• Brief
Print the data below exactly, but only the lines from the one containing "--- a/schematic/src/gschem_toplevel.c" down to the one containing "It would be nice", inclusive.

• Materials provided
PR #222, opened 2018-06-07
Add support for custom schematic font

graahnul-grom:
Add `[schematic.gui]::font-name` configuration key
(string, empty by default) that sets the name of
the font to be used to draw text in schematics.
For example:
```ini
[schematic.gui]
font-name=OpenGost Type A TT Regular
```
This parameter also affects the output created
with `File->Write Image...` and of course should
be distinguished from `[export]::font` configuration
key (font for `lepton-cli export` command).

### DIFF
--- a/schematic/src/gschem_toplevel.c
+++ b/schematic/src/gschem_toplevel.c
@@ -26,6 +26,9 @@ handle_undo (GschemToplevel *w_current);
 static void
 notify_options (GschemToplevel *w_current);
 
+static void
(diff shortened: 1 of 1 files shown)


vzh:
I'm not particularly happy with the fact that we'll have two different key names (`font` and `font-name`) for the same functionality in two different tools. Could we use the same key name here? WDYT?

graahnul-grom:
Good point, I totally agree. I will change the name to `[schematic.gui]::font`.

PR #223, opened 2018-06-30
Font selection widget

graahnul-grom:
Add widget that allow user to interactively select font
for rendering text in schematics. Settings for selected font 
can also be saved in either local or user configuration file.


vzh:
Cool, thanks!

PR #226, opened 2018-07-03
Enable middle mouse button to display popup menu

### LINKED ISSUE #229: No way to show the popup menu if the right mouse button is used for panning
It would be nice if we can assign free (middle) mouse button to display the popup
menu in that case, e.g. by using the following expression in `gschemrc` file:
```scheme
( middle-button "popup" )
```
But it's impossible: the popup menu can be shown using the right mouse
button only. However, it's easy to implement (#226). Testing and suggestions are welcome.

graahnul-grom:
Closes #229


vzh:
OK, let's our users check if/how this works :-)

PR #228, opened 2018-07-14
Enable freestyle colors

### LINKED ISSUE #224: Freestyle colors should not be disabled by default
Disabling that colors effectively prohibit their usage:
if users want to share schematic files, they also have to
share their color schemes, because otherwise some text
will be invisible to those with default setup.

graahnul-grom:
Closes #224


graahnul-grom:
bw

light

dark

vzh:
Please don't forget to update NEWS. Thanks!

PR #237, opened 2018-08-02
netlist: Enable filtering of nets with "no connect" symbol attached

### LINKED ISSUE #172: Single-Pin-Net in netlist for unconnected pins

graahnul-grom:
Add new function `schematic-nets-unfiltered()` which acts on the `<schematic>` record and will return all nets. Now this is used by `drc2` and `geda` backends.
Make `schematic-nets()` function return all nets except those that have `no connect` symbol (`misc/nc-*.sym`) attached to them (should be fine for the most of ordinary backends).
Filtering is done by looking for `symbol=nc` attribute in the symbol attached to a net;
that attribute is added to `misc/nc-*.sym` symbols.
Backward compatibility is maintained by retaining `device=DRC_Directive` and `value=NoConnection` attributes in `no connect` symbols in the library.

An example of how to use these functions in backends:
```scheme
( set! my-nets ( schematic-nets toplevel-schematic ) )
( set! all-my-nets ( schematic-nets-unfiltered toplevel-schematic ) )
```

Closes #172.
Previous PR (now closed) where the issue was discussed: #176.


graahnul-grom:
> If it has no symversion= attribute, I would add symversion=1.0 and then change it to 1.1 in order to reflect its internal minor changes.

Should it be done in two separate commits?

>  adding a new attribute (symbol=) should be visible somewhere in the documentation.

Where should I place the documentation for it?


As a test, I wrote a little `lepton-netlist` backend, [rmnc-dmn](https://graahnul-grom.github.io/gnet-rmnc-dmn.scm.html) ([plain scm](https://graahnul-grom.github.io/gnet-rmnc-dmn.scm)), with `get-connected-nets()` function to be placed in `gnetlist.scm`. Could you please review it? Did you mean *that* programming style?

> Please squash your changes with previous relevant commits.

I'm afraid it's beyound my basic `git` skills. :( Maybe it's better to write all from scratch...

vzh:
> > If it has no symversion= attribute, I would add symversion=1.0 and then change it to 1.1 in order to reflect its internal minor changes.

> Should it be done in two separate commits?

Yes, please.

> > adding a new attribute (symbol=) should be visible somewhere in the documentation.

> Where should I place the documentation for it?

The first place is obviously NEWS. The other one is our wiki, I think. We have to point users somewhere :-) In future, we should make up a plan of how to integrate our wiki info into our repo.

> As a test, I wrote a little lepton-netlist backend, rmnc-dmn (plain scm), with get-connected-nets() function to be placed in gnetlist.scm. Could you please review it? Did you mean that programming style?

The main thing I don't like in it is using of imperative style procedures, i.e. `set!` in this case. Things would look tidier (and work faster) if you use functional style analogs. E.g., you would use `map` instead of `for-each` and then `(apply append '((resulting) (list) (of) (lists)))` to get the result. There are other forms available, both more simple or more complex, to achieve the desired result. Otherwise, your code suits me pretty well. I don't mind include it as is, though hope you'll do it better ;-)

> > Please squash your changes with previous relevant commits.

> I'm afraid it's beyond my basic git skills. :( Maybe it's better to write all from scratch...

Well, there are tools like `magit` and `stgit` that facilitate this work. Though mere `rebase -i ...` should work OK. Please look at the *Interactive mode* section in git-rebase(1), and search for the word `squash` there.

Issue #238, opened 2018-08-03
The log window should be scrolled to the bottom when something is written to the log


graahnul-grom:
For example: I run `DRC`, then open the log window to check the result (the last two lines). But what I see instead? The middle part of the previous `DRC` run:

![log_no_scroll](https://user-images.githubusercontent.com/26083750/43645153-c5974fe8-9739-11e8-98ed-90ff1a757e27.png)

The issue [was reported](https://bugs.launchpad.net/geda/+bug/1493456) (and confirmed) on launchpad back in 2015.

PR #239, opened 2018-08-03
Log window: fix scrolling

graahnul-grom:
Make the log window scroll to the bottom
when something is written to the log.

Issue #238


vzh:
Thanks!

Issue #250, opened 2018-09-07
Connected graphicals in generated netlist


graahnul-grom:
`lepton-netlist` doesn't ignore `graphical` components if they are connected to nets. It happens with some backends (not all), notably, with `PCB` and `drc2`.

Test schematic (attached):
![netlist_graphicals](https://user-images.githubusercontent.com/26083750/45199369-ed7a5280-b273-11e8-9062-e799bd179413.png)

`C1` should not appear in resulting netlist, but it is:

`$ lepton-netlist -o - -g PCB netlist_graphicals.sch`
GND R1-1 R3-2
netx C1-1 R1-2 R2-1
nety C1-2 R2-2 R3-1

`lepton-netlist -o - -g drc2 netlist_graphicals.sch`
Checking non-numbered parts...
Checking duplicated references...
Checking NoConnection nets for connections...
Checking nets with only one connection...
Checking pins without the 'pintype' attribute...
NOTE: Found pins without the 'pintype' attribute: C1:1 C1:2
Checking type of pins connected to a net...
Checking unconnected pins...
Checking slots...
Checking duplicated slots...
Checking unused slots...

If you disconnect `C1` from `netx` and `nety` nets, `lepton-netlist` will generate a correct netlist.

[netlist_graphicals.zip](https://github.com/lepton-eda/lepton-eda/files/2359585/netlist_graphicals.zip)

PR #252, opened 2018-09-09
lepton-netlist: Add a test for graphical= attribute.

vzh:
The lepton issue #250 revealed that there was no test in the
lepton-netlist test suite for filtering components having the
"graphical=" attribute attached. This patch adds the test based on
the schematic by @graahnul-grom provided in the issue.


graahnul-grom:
Alas, I forgot to add `value` attribute to components... Output files would look better with it.

vzh:
@graahnul-grom, just add a PR, if you want to make it better :-)

PR #561, opened 2020-02-04
lepton-tragesym: fix the option 'generate_pinseq'

vzh:
Closes #520
Affects #492

### DIFF
--- a/utils/examples/tragesym/.gitignore
+++ b/utils/examples/tragesym/.gitignore
@@ -1,3 +1,4 @@
 Makefile
 Makefile.in
 *~
+*.sym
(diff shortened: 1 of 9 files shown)


vzh:
Right.

graahnul-grom:
@vzh I remember we have discussed renaming of `tragesym`
to `symgen`. Do you think it's worth it, or should we better
leave it alone?

vzh:
We could rename it. However, I think, it would be reasonable in case we add some new functionality to it, e.g. support for other formats, other option names etc.  In the state it is, the program is just tragesym's sibling.

graahnul-grom:
OK, agree, though it has been 100% rewritten. :-)

PR #566, opened 2020-02-07
Init commit for new examples

drforbin:
Ok.. maybe this will work.
Sorry for all the problems.
I am currently reading two books on git and will get myself up to speed.
In the past I only used git in rather trivial ways.


vzh:
OK, this is much better. There are some issues with makefiles, but we'll fix them later.
Thank you!

vzh:
@drforbin,
You can now safely delete this branch to keep your git history clean, and `git merge --ff` your master branch with upstream master.

drforbin:
Vlad, What is best way to merge master with up stream?

vzh:
If your local `master` has only commits from upstream, you can proceed as follows:
```
git checkout master
git merge --ff origin/master
```
Where `origin/master` is the name of the upstream master branch on your system.  It may have another name, e.g., on my system it is named `lepton/master`.

If you have local commits in your master that do not exist in the upstream master, you could do:
```
git checkout -b new-branch master
git checkout master
git reset --hard some-common-history-commit-hash
git merge --ff origin/master
```
Here `some-common-history-commit-hash` is the hash of the commit which is shared both by upstream `master` and your local `master`.  Use `git log` or `git gui` to find the common history point in such a case.

PR #568, opened 2020-02-10
Fix build of lepton-schematic with g++.

vzh:


vzh:
@graahnul-grom, thank you for correction!

PR #574, opened 2020-02-15
Fix 'make check --disable-deprecated'

vzh:
On my system the command fails in some cases, e.g. if a previous version of lepton is installed.  There are two patches here:
- The first one fixes this by using especially crafted variable for this goal `LEPTON_INHIBIT_RC_FILES`.
- The second one renames alike variable in `lepton-cli` for uniformity.


vzh:
You'll probably need to have some old lepton installed (say, before renaming of  core Scheme modules) to reproduce those errors, not sure. In my case, it bit me for quite a long time.

PR #580, opened 2020-02-21
Misc small fixes in various places

vzh:
BTW, do we still need 'autogen.sh' in the repository? On my system, `autoreconf -ivf` does the job as expected without issues.

### DIFF
--- a/autogen.sh
+++ b/autogen.sh
@@ -25,7 +25,7 @@ ac_script=configure.ac
 am_version=1.11.0
 aclocal_flags="$ACLOCAL_FLAGS -I m4"
 tooldir=build-tools
-podirs="liblepton/po cli/po schematic/po gattrib/po gnetlist/po symcheck/po"
+podirs="liblepton/po cli/po schematic/po attrib/po netlist/po symcheck/po"
 
 srcdir=`dirname $0`
 if test "x$srcdir" = x ; then srcdir=.; fi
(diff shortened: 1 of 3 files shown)


noqsi:
autogen.sh is a familiar mechanism. I see -ivf and think "in vitro fertilization" ツ

vzh:
:-) it can be just -if. Well, we could put `autoreconf` inside `autogen.sh`, it does the very job we have several lines of code for. And it has been a standard thing in autotools for quite a while.

graahnul-grom:
`autoreconf -if` works.

graahnul-grom:
Indeed, could we reduce `autogen.sh` to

• Output of the exercise
--- a/schematic/src/gschem_toplevel.c
+++ b/schematic/src/gschem_toplevel.c
@@ -26,6 +26,9 @@ handle_undo (GschemToplevel *w_current);
 static void
 notify_options (GschemToplevel *w_current);
 
+static void
(diff shortened: 1 of 1 files shown)


vzh:
I'm not particularly happy with the fact that we'll have two different key names (`font` and `font-name`) for the same functionality in two different tools. Could we use the same key name here? WDYT?

graahnul-grom:
Good point, I totally agree. I will change the name to `[schematic.gui]::font`.

PR #223, opened 2018-06-30
Font selection widget

graahnul-grom:
Add widget that allow user to interactively select font
for rendering text in schematics. Settings for selected font 
can also be saved in either local or user configuration file.


vzh:
Cool, thanks!

PR #226, opened 2018-07-03
Enable middle mouse button to display popup menu

### LINKED ISSUE #229: No way to show the popup menu if the right mouse button is used for panning
It would be nice if we can assign free (middle) mouse button to display the popup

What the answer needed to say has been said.